About a quarter of all species federally listed as threatened or endangered are found within parks or rely on them for at least part of their habitat needs. 

   The National Park System preserves an incredible array of America's most biologically significant places—from the Mojave National Preserve in southern California and Florida's Everglades National Park to Alaska's Gates of the Arctic National Preserve and Maine's Acadia National Park—providing the best sites for recovering imperiled plants and animals. National parks also serve as some of the country's finest classrooms, educating the public about ecosystem and species protection and providing optimal conditions for conducting and studying ecological restoration.

   Many national parks, such as Yellowstone, Glacier, and Everglades, protect within broader landscapes the core areas on which many species depend. Wolves at Yellowstone, coho salmon at Point Reyes National Seashore, and sea lions at Channel Islands National Park depend for survival on core areas within these parks.

   The wolf, salmon, and sea lion are just a few of many species needing large landscapes to hunt, spawn, and fish. Marine reserves that encompass coral reefs are prime examples of the importance of protecting core areas needed by animals for reproduction and shelter during critical parts of the life cycle. As breeding and feeding areas and as nurseries for young fish, reefs are the factories that populate open seas. When fishing in and around reefs is banned, catches beyond the reefs increase as local marine populations bloom.

   National parks also protect portions of many of America's 21 most endangered ecosystems, including Hawaiian dry forest and cave and karst systems. But these fragile places are no longer insulated from a barrage of human activities that undermine their biological integrity.

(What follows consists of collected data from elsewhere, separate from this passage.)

PR #532, opened 2026-07-13
Stop an unresponsive parameter node from hanging the REST API (#531)

### LINKED ISSUE #531: [BUG] Unbounded SyncParametersClient calls in ros2_parameter_transport can hang the whole gateway REST API
### Steps to reproduce
1. Run the gateway against a ROS 2 node that exposes a parameter service.
2. Put that node into a state where its parameter service is still visible in the ROS graph but does not answer requests. This can happen when a node is mid-recovery after a middleware router or discovery restart, when a node is hung, or when a node is shutting down.
3. Call a parameter endpoint that talks to that node, for example `GET /{entity}/configurations`, or read/set a single parameter on it.

### Expected behavior
The call is bounded by the configured service timeout and returns an error for that node. Other requests, and the rest of the REST API, keep working.

### Actual behavior
The parameter call blocks forever.

In `Ros2ParameterTransport` (`src/ros2_medkit_gateway/src/ros2/transports/ros2_parameter_transport.cpp`) the `client->wait_for_service(get_service_timeout())` check is bounded, but the follow-up calls are not:

- `client->list_parameters({}, 0)` / `client->list_parameters({name}, 1)`
- `client->get_parameters(...)`
- `client->set_parameters(...)`

These `rclcpp::SyncParametersClient` calls are made with no timeout argument, so they use the rclcpp default, which is to wait forever. `wait_for_service` only checks that the service is discoverable. Discovery can succeed while the request/response round-trip is not ready yet, so the code passes the bounded check and then blocks on the unbounded call.

This gets worse because of how the calls are scheduled. All parameter operations share one spin lock, and a Component or Area `/configurations` request fans out one thread per backing node. One stuck node blocks all parameter operations and holds one HTTP worker thread forever. A request that touches many nodes (for example reading the whole tree) can leave several workers stuck. Once the HTTP worker pool is exhausted, the whole REST API stops answering, including `/health`. It does not recover on its own; the gateway process has to be restarted.

### Suggested fix
Pass an explicit timeout to the `list_parameters` / `get_parameters` / `set_parameters` calls, the same `get_service_timeout()` already used for `wait_for_service`. Then a discoverable-but-unresponsive node fails fast for its own request instead of blocking forever.

Secondary hardening worth considering:
- One stuck node should not be able to block parameter operations for every other node. The shared spin lock plus the per-request thread fan-out let a single node exhaust the worker pool.
- The `invalidate()` path in the same file appears unused. Wiring it up would let a node that started failing be dropped from the cache.

### Environment
- ros2_medkit version: main (current)
- ROS 2 distro: Jazzy
- OS: Ubuntu 24.04

### Additional information
Reproduced live: a node whose parameter service was discoverable but not answering left HTTP worker threads blocked indefinitely (observed for more than 10 minutes with no recovery). The REST API only came back after restarting the gateway container.

bburda:
## Summary

`Ros2ParameterTransport` made parameter service round trips (`list_parameters`, `get_parameters`, `set_parameters`, `describe_parameters`) with no timeout, so a node whose parameter service is discoverable but does not answer (mid-recovery after a discovery restart, hung, or shutting down) blocked the calling thread forever. All parameter operations share one spin lock, and a Component or Area `/configurations` request fans out one thread per backing node, so one stuck node could hold HTTP worker threads forever, exhaust the worker pool, and stop the whole REST API (including `/health`) with no recovery until the gateway was restarted.

Bounding the calls alone is not enough. `SyncParametersClient` returns the same empty result for a real timeout and for a successful-but-empty response (only `list_parameters` throws on timeout; `get_parameters` and `set_parameters` return an empty vector), so a bounded call cannot tell "the node did not answer" from "the node answered with no value". This change therefore switches the transport to `AsyncParametersClient` and spins the client node with an explicit `spin_until_future_complete`, so the outcome of every round trip is an unambiguous `FutureReturnCode`.

What the change does:

- Every parameter round trip is bounded by the configured service timeout, and its outcome is an explicit `FutureReturnCode`:
  - `TIMEOUT`: the node did not answer, so return 503 (service unavailable) and negative-cache the node so the next request to it fails fast.
  - `SUCCESS`: use the result, which may legitimately be empty (an unset or not-found parameter). An empty result is handled as a normal empty response, never as a timeout, so a healthy node is never wrongly negative-cached.
  - `INTERRUPTED`: the gateway is shutting down, so return a shutdown error without marking the node.
- Read and write paths are both covered. A timed-out read or write now returns 503 (a write timeout was previously misclassified as 500). A client sending a bad value on a set request still cannot negative-cache a healthy node, because input parsing is outside the timeout scope.
- The default-values cache is never poisoned with an empty map on a timeout, so a node that timed out once is retried after the negative-cache TTL instead of staying unavailable until restart. A genuine empty result from a responsive node is still memoized.
- The shared spin lock is held for at most one round trip per default-values pass, so a stuck node cannot make a concurrent request to a different, healthy node time out on lock acquisition.
- Removes the dead `invalidate()` transport method (an interface method that was never called).

No behavior change for a healthy node: a responsive service answers well within the existing `parameter_service_timeout_sec` gateway parameter, which is the bound used. The client swap is internal to the transport.

---

## Issue

- closes #531

---

## Type

- [x] Bug fix

---

## Testing

Component tests (`test_ros2_parameter_transport`) drive the real transport against real nodes. One node blocks `list_parameters`; another responds to `list_parameters` but blocks `get`/`set`, which exercises the read and write timeout paths that a list-only stub cannot reach. The tests assert that a timeout returns 503 and negative-caches the node, that a responsive node returning an empty result is NOT marked (the false positive this change fixes), that a marked node recovers after the TTL, and that the default-values cache is not poisoned. Assertions check the error class rather than wall-clock time, so they do not flake under the slower sanitizer runs. Each timeout path was verified to hang against the pre-fix code (the call was killed by a watchdog) and to pass after the fix.

End-to-end launch test (`test_param_service_hang`) runs the real gateway plus a demo node with an unresponsive parameter service. It asserts that a single `GET /{entity}/configurations` on that node returns a bounded 503 (it hangs against the pre-fix code) and that `/health` stays responsive under concurrent stuck requests.

Run:

```
colcon build --packages-up-to ros2_medkit_integration_tests
./scripts/test.sh test_ros2_parameter_transport
./scripts/test.sh test_param_service_hang
```

---

## Checklist

- [x] Breaking changes are clearly described (none; the bound is the existing configured service timeout, and the client swap is internal to the transport)
- [x] Docs were updated if behavior or public API changed (no public API change; internal transport change, with header and design-doc comments updated)

### DIFF
--- a/src/ros2_medkit_gateway/src/ros2/transports/ros2_parameter_transport.cpp
+++ b/src/ros2_medkit_gateway/src/ros2/transports/ros2_parameter_transport.cpp
@@ -148,16 +148,29 @@ std::shared_ptr<rclcpp::AsyncParametersClient> Ros2ParameterTransport::get_param
 
 template <typename FutureT>
 rclcpp::FutureReturnCode Ros2ParameterTransport::spin_for(const FutureT & future) {
+  // Copy the node shared_ptr ONCE under clients_mutex_ and spin the local copy.
+  // spin_mutex_ (held by the caller) serialises spins in the normal case, but
+  // shutdown() has a degraded path: if it cannot acquire spin_mutex_ within
+  // kShutdownTimeout it resets param_node_ anyway. Reading the member directly here
+  // would then race that reset (concurrent access to the same shared_ptr instance =
+  // UB). shutdown() clears param_clients_ and resets param_node_ under clients_mutex_,
+  // so taking clients_mutex_ synchronises the read; the local copy also keeps the node
+  // alive for the whole spin even if shutdown resets the member mid-call (#531).
+  std::shared_ptr<rclcpp::Node> node;
+  {
+    std::lock_guard<std::mutex> lock(clients_mutex_);
+    node = param_node_;
+  }
   // Guard against spinning a torn-down node (shutdown races with an in-flight op).
-  if (shutdown_requested_.load() || !param_node_) {
+  if (shutdown_requested_.load() || !node) {
     return rclcpp::FutureReturnCode::INTERRUPTED;
   }
-  // Free-function overload spins a fresh SingleThreadedExecutor over param_node_
+  // Free-function overload spins a fresh SingleThreadedExecutor over the node
   // (collecting all current entities, including a just-created client) for up to
   // service_timeout_sec, then tears it down - no persistent executor to reconcile
   // with param_node_'s teardown. Serialised by spin_mutex_ (held by the caller),
-  // so only one spin runs on param_node_ at a time.
-  return rclcpp::spin_until_future_complete(param_node_, future, get_service_timeout());
+  // so only one spin runs on the node at a time.
+  return rclcpp::spin_until_future_complete(node, future, get_service_timeout());
 }
 
 ParameterResult Ros2ParameterTransport::list_own_parameters() {
@@ -1004,8 +1017,15 @@ bool Ros2ParameterTransport::cache_default_values(const std::string & node_name)
     }
 
     if (param_names.empty()) {
-      // Genuine zero-parameter node (responsive, SUCCESS with empty names). Nothing to
-      // cache; leave uncached and do NOT mark.
+      // Genuine zero-parameter node (responsive, SUCCESS with empty names). This is a
+      // STABLE, authoritative fact, so memoize an EMPTY defaults map: get_default then
+      // returns NOT_FOUND (not NO_DEFAULTS_CACHED) and subsequent list/get/reset calls
+      // do not re-round-trip under spin_mutex_ forever. Only a TIMEOUT must avoid caching
+      // (poison-avoidance); a SUCCESS-empty is safe to cache (#531).
+      std::lock_guard<std::mutex> lock(defaults_mutex_);
+      if (default_values_.find(node_name) == default_values_.end()) {
+        default_values_[node_name] = {};
+      }
       return false;
     }
 
@@ -1023,13 +1043,10 @@ bool Ros2ParameterTransport::cache_default_values(const std::string & node_name)
       parameters = get_future.get();
     }
 
-    if (parameters.empty()) {
-      // Responsive node but no values came back (unset / undeclared / raced). Do NOT
-      // cache an empty map and do NOT mark - leave uncached so a later call retries
-      // once the values exist (#531).
-      return false;
-    }
-
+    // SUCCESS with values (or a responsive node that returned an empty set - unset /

BobcatNPCA'S BIODIVERSITY CAMPAIGN GOALS
  • Protect, restore, and manage parks to conserve native species and allow them to fulfill their natural roles in healthy ecosystems. Invasive nonnative species should be eliminated from parks where feasible.
  • Ensure that the National Park Service creates and maintains complete species inventories and strong species monitoring programs and makes management decisions based on the best scientific information.
  • Ensure that the National Park System includes representations of U.S. terrestrial, aquatic, and marine ecosystems in adequate size and configuration to constitute the world's finest and most comprehensive network of nature preserves.
  • Where possible, ensure that national parks anchor large complexes of protected, interconnected habitat and that the Park Service is guided by an approach to ecosystem management that integrates parks with surrounding public and private lands and coordinates management as needed with other federal and state agencies.